Peki, şimdi ne olmuştu da yenilmiştiler? Komutan aynı komutan, ordu aynı ordu, iman aynı imandı. Değişen neydi? Başlarına gelenler kimin yüzünden gelmişti.
İşte hepsinin içini kemiren soru buydu. Ve bu soruya Kur’an cevap verdi.
“Dediniz ki: Bu başımıza nasıl, nereden geldi? De ki: “Bu başınıza kendi yüzünüzden geldi.” (3 / 165)
İnsanlar böyle zamanlarda yaptığı yanlışlara çeşitli kılıflar bulabilir.. Kişilerin ve grupların iç dünyasında çıkarları, ihtirası ve küçük hesapları sonuncu değiştirmeyecek izahlar yapabilirler.

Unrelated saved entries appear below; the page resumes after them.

PR #4638, opened 2021-07-07
Rule S4201 - improve support for C# 9 pattern matching

andrei-epure-sonarsource:

### DIFF
--- a/analyzers/src/SonarAnalyzer.CSharp/Rules/RedundantNullCheck.cs
+++ b/analyzers/src/SonarAnalyzer.CSharp/Rules/RedundantNullCheck.cs
@@ -155,15 +155,22 @@ namespace SonarAnalyzer.Rules.CSharp
             {
                 var leftPattern = (PatternSyntaxWrapper)left;
                 var rightPattern = (PatternSyntaxWrapper)right;
-                if (leftPattern.IsNull() && rightPattern.IsNot())
+                if (leftPattern.IsNull() && IsNegativePatternMatch(rightPattern))
                 {
                     context.ReportDiagnosticWhenActive(Diagnostic.Create(RuleForPatternSyntax, left.GetLocation()));
                 }
-                else if (rightPattern.IsNull() && leftPattern.IsNot())
+                else if (rightPattern.IsNull() && IsNegativePatternMatch(leftPattern))
                 {
                     context.ReportDiagnosticWhenActive(Diagnostic.Create(RuleForPatternSyntax, right.GetLocation()));
                 }
             }
+
+            // Verifies that it's like a negative pattern except 'not null' e.g. 'not Apple', 'not (5 or 6)'.
+            // The PatternSyntax appears e.g. in switch arms and is different from IsPatternSyntax.
+            static bool IsNegativePatternMatch(PatternSyntaxWrapper node) =>
+                node.IsNot()
+                && ((UnaryPatternSyntaxWrapper)node) is var unaryPatternSyntaxWrapper
+                && !unaryPatternSyntaxWrapper.Pattern.IsNull();
         }
 
         /// <summary>
--- a/analyzers/src/SonarAnalyzer.CSharp/Rules/RedundantNullCheck.cs
+++ b/analyzers/src/SonarAnalyzer.CSharp/Rules/RedundantNullCheck.cs
@@ -65,13 +65,12 @@ namespace SonarAnalyzer.Rules.CSharp
 
         protected override SyntaxNode GetRightNode(BinaryExpressionSyntax binaryExpression) => binaryExpression.Right.RemoveParentheses();
 
-        protected override SyntaxNode GetNullCheckVariable(SyntaxNode node) => GetNullCheckVariableForKind(node, SyntaxKind.EqualsExpression);
+        protected override SyntaxNode GetNullCheckVariable(SyntaxNode node) => GetNullCheckVariableForKind(node, true);
 
-        protected override SyntaxNode GetNonNullCheckVariable(SyntaxNode node) => GetNullCheckVariableForKind(node, SyntaxKind.NotEqualsExpression);
+        protected override SyntaxNode GetNonNullCheckVariable(SyntaxNode node) => GetNullCheckVariableForKind(node, false);
 
         protected override SyntaxNode GetIsOperatorCheckVariable(SyntaxNode node)
         {
-            // FIXME use ConditionalSimplification.TryGetExpressionComparedToNull - duplicate the method and keep what makes sense
             var innerExpression = node.RemoveParentheses();
             if (innerExpression is BinaryExpressionSyntax binaryExpression && binaryExpression.IsKind(SyntaxKind.IsExpression))
             {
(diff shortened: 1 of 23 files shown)


analyzers/src/SonarAnalyzer.CSharp/Rules/RedundantNullCheck.cs
```diff
@@ -86,21 +77,114 @@ protected override SyntaxNode GetIsOperatorCheckVariable(SyntaxNode node)
...
+                }
+            }
+
+            // Verifies if the given pattern syntax is like "not X" - where X can be constant pattern (except 'null'), Declaration pattern, Recursive pattern.
+            // The PatternSyntax appears e.g. in switch arms and is different from IsPatternSyntax.
+            static bool IsNegativePatternMatch(PatternSyntaxWrapper patternSyntaxWrapper) =>
+                patternSyntaxWrapper.IsNot() && !patternSyntaxWrapper.IsNull();
+        }
+
+        // expectedAffirmative
```
dmitry-golovinov-sonarsource, line 171: In my opinion such a comment does not look good without a context. But I have no idea how to make it better.

analyzers/tests/SonarAnalyzer.UnitTest/TestCases/RedundantNullCheck.CSharp9.cs
```diff
@@ -1,29 +1,163 @@
...
 {
 }
 
-if (n is not null && n is not null) // Compliant - FN
+if (!(n is null) && n is Apple) // Noncompliant
 {
 }
 
-if (n is not null && n != null) // Noncompliant
+var result = (n is string && n is not null); // Noncompliant
```
dmitry-golovinov-sonarsource, line 20: I would advice adding the following example to the test set (or even a series)
```
switch(n)
{
    case not null and "sweet":
        break;
    default:
        break;
}
```

analyzers/tests/SonarAnalyzer.UnitTest/TestCases/RedundantNullCheck.CSharp9.cs
```diff
@@ -1,29 +1,163 @@
-﻿object n = 5;
+﻿object a = "";
```
dmitry-golovinov-sonarsource, line 1: General remark - we are missing location verification for new C#9 features. I would test it as well, to have an overview, whether it makes sense.

dmitry-golovinov-sonarsource (commented):
Nice work. Left just a few suggestion, where we could improve, found nothing major.

analyzers/src/SonarAnalyzer.CSharp/Rules/RedundantNullCheck.cs
```diff
@@ -155,20 +155,15 @@ private void CheckOrPattern(SyntaxNodeAnalysisContext context)
             {
                 var leftPattern = (PatternSyntaxWrapper)left;
                 var rightPattern = (PatternSyntaxWrapper)right;
-                if (leftPattern.IsNull() && IsNegativePatternMatch(rightPattern))
+                if (leftPattern.IsNull() && rightPattern.IsNot())
```
andrei-epure-sonarsource, line 158: I'm pretty sure I am missing something in the test cases, but they are green and the code coverage was incomplete, thus that previous logic was not necessary

analyzers/src/SonarAnalyzer.CSharp/Rules/RedundantNullCheck.cs
```diff
@@ -165,7 +165,7 @@ private void CheckOrPattern(SyntaxNodeAnalysisContext context)
             // Verifies if the given pattern syntax is like "not X" - where X can be constant pattern (except 'null'), Declaration pattern, Recursive pattern.
             // The PatternSyntax appears e.g. in switch arms and is different from IsPatternSyntax.
             static bool IsNegativePatternMatch(PatternSyntaxWrapper patternSyntaxWrapper) =>
-                patternSyntaxWrapper.IsNot() && !patternSyntaxWrapper.IsNull();
```
andrei-epure-sonarsource: I'm pretty sure I am missing something in the test cases, but they are green and the code coverage was incomplete, thus that previous logic was not necessary

analyzers/tests/SonarAnalyzer.UnitTest/TestCases/RedundantNullCheck.CSharp9.cs
```diff
@@ -1,29 +1,227 @@
...
 if (n != null && n is nint) // Noncompliant
 {
 }
 
-if (n is not null && n is nint) // Compliant - FN
+if (n is not null && n is nint nintValue) // Noncompliant
 {
 }
 
-if (n is not null && n is not null) // Compliant - FN
```
andrei-epure-sonarsource, line 11: for the record: I removed this test case because this rule should not raise an issue in this case (consistency with C# 7 test cases)

analyzers/src/SonarAnalyzer.CSharp/Rules/RedundantNullCheck.cs
dmitry-golovinov-sonarsource: You are right. Actually, IsNull requires ConstantPattern and IsNot NotPattern, so even  `not null` in `null or not null` won't match it.

dmitry-golovinov-sonarsource: While investigating it, I've found a FP we should be aware of 
```
x = a switch
{
    null or not null => ""
};
```
Even the check makes no sense, removing null from it is a bad idea, since then it won't match null cases. WDYT?

analyzers/src/SonarAnalyzer.CSharp/Rules/RedundantNullCheckCodeFixProvider.cs
```diff
@@ -24,63 +24,89 @@
...
+                    RegisterBinaryExpressionCodeFix(context, root, isPatternExpression.SyntaxNode);
+                }
+            }
+            else if (PatternSyntaxWrapper.IsInstance(diagnosticNode))
             {
-                return TaskHelper.CompletedTask;
+                RegisterBinaryPatternCodeFix(context, root, ((PatternSyntaxWrapper)diagnosticNode).SyntaxNode);
             }
 
+            return TaskHelper.CompletedTask;
```
dmitry-golovinov-sonarsource, line 71: Is there a reason why don't we fix 

```
var x = a switch
{
    null or not "a" => "",
//  ^^^^
    _ => ""
};
```

Should be pretty easy to do for nulls in such patterns.

dmitry-golovinov-sonarsource (commented):
Nice work! I think we can improve coverage, probably for the line 115 this should do the trick
`if (apple == null || apple is { Taste: "Sweet", Color: "Red" }) { }`
Also, please check other comments I've left!

analyzers/src/SonarAnalyzer.CSharp/Rules/RedundantNullCheck.cs
andrei-epure-sonarsource: Thank you, this was it! I was a bit tired with all the test cases. Will fix it.

analyzers/src/SonarAnalyzer.CSharp/Rules/RedundantNullCheckCodeFixProvider.cs
andrei-epure-sonarsource: good catch!

analyzers/tests/SonarAnalyzer.UnitTest/TestCases/RedundantNullCheck.CSharp9.Fixed.cs
```diff
@@ -23,6 +23,8 @@
 // parenthesized pattern
 result = n is ("a" or "b" or "c"); // Fixed
 
+if (n is null && apple != null && m is null && apple is ("Sweet", "Red")) { } // FN
```
andrei-epure-sonarsource, line 26: I'll open a ticket for this, as I want to keep the timebox and this is needs a non-trivial fix - basically it should model the logical expression and for each variable inside, keep track of the verifications it has. It would be a big change.

andrei-epure-sonarsource: https://github.com/SonarSource/sonar-dotnet/issues/4645

analyzers/src/SonarAnalyzer.CSharp/Rules/RedundantNullCheckCodeFixProvider.cs
```diff
@@ -24,62 +24,93 @@
...
+            }
+            else if (diagnosticNode is PrefixUnaryExpressionSyntax prefixUnary && prefixUnary.IsKind(SyntaxKind.LogicalNotExpression))
             {
-                return TaskHelper.CompletedTask;
+                RegisterBinaryExpressionCodeFix(context, root, prefixUnary);
+            }
+            else if (IsPatternExpressionSyntaxWrapper.IsInstance(diagnosticNode))
+            {
+                var isPatternExpression = (IsPatternExpressionSyntaxWrapper)diagnosticNode.RemoveParentheses();
+                if (isPatternExpression.IsNull() || isPatternExpression.IsNotNull())
```
andrei-epure-sonarsource, line 61: I think this is redundant, because anyway at this point we know a diagnostic has been raised on `diagnosticNode`, so it can only be `is null` or `is not null`

analyzers/src/SonarAnalyzer.CSharp/Rules/RedundantNullCheckCodeFixProvider.cs
```diff
@@ -24,62 +24,93 @@
...
+                {
+                    RegisterBinaryExpressionCodeFix(context, root, isPatternExpression.SyntaxNode);
+                }
+            }
+            else if (PatternSyntaxWrapper.IsInstance(diagnosticNode))
+            {
+                RegisterBinaryPatternCodeFix(context, root, ((PatternSyntaxWrapper)diagnosticNode).SyntaxNode);
+            }
+            else if (diagnosticNode.IsNullLiteral() && diagnosticNode.Parent.IsKind(SyntaxKindEx.ConstantPattern))
```
andrei-epure-sonarsource, line 70: this is defensive coding

analyzers/src/SonarAnalyzer.CSharp/Rules/RedundantNullCheckCodeFixProvider.cs
dmitry-golovinov-sonarsource: Do you want to remove it or leave as defensive?

dmitry-golovinov-sonarsource (approved):
LGTM! Please see my question. Feel free to merge it in any case.

analyzers/src/SonarAnalyzer.CSharp/Rules/RedundantNullCheckCodeFixProvider.cs
andrei-epure-sonarsource: I removed it.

Bu yeni bir şey değil. Geçmişte çok örnekleri görüldü bundan sonrada görülmeye devam edecek.
Her seferinde, şu ya da bu gerekçeyle toplumun bir yerlere getirdiği kaşarlanmış siyaset bezirgânları kendini toplumdan müstağni gören zihniyet, en sonunda kendilerini destekleyenleri iktidar olma ve ihtiraslarından dolayı basit bir değere satarlar.
Onların sırtına oturup, yıllar yılı kendilerini zirvelere taşıttıklarını dünyevi arzuları yüzünden unutmuşlardır artık..
İşleri bitince de ilk tekme savurdukları kendilerini sırtında taşıyan halk olur.
Herkesin ne niyetlerle neler çevirmekte olduklarına Allah şahit, tarih şahit ve bizler de şahidiz.
…
Yılanla çuvala girenler, ilk zamanlarda bu işin bayağı heyecan verici ve zevkli olduğunu söyleyebilirler. Hatta çuvaldan başlarını çıkarıp “Gel, sen de gir, inan pişman olmazsın” bile diyebilirler.
Bir müddet sonra çuvalın içinden bir çığlık, bir ağıt ki, sormayın gitsin. Anlıyorsunuz ki yılan sonunda yapacağını yapar ve onu sokar.
Acımak istiyorsunuz, fakat içinizden acımak gelmez. Ama üzülürsünüz. Çünkü mevcut potansiyel güç zayi olmuştur..
Bütün bunlar niçin oluyor? Bu soruların cevabı nedir bu ayrı bir makale konusu. Daha sonra belki…
Sonuç olarak şöyle diyebiliriz.
Hata yapmak anlaşılabilir bir şeydir; asıl anlaşılamaz olan "hatayı savunmaktır. İşte bu nedenle hata yapan affedilebilir; fakat hatayı savunan asla.
Âdem de hata yaptı, Şeytan da; fakat Âdem tövbe etti, Şeytan hatasını savundu. Âdem’i "adam" eden hatasını kabullenmekti, Şeytan'ı "şeytan" eden de hatasını savunmak.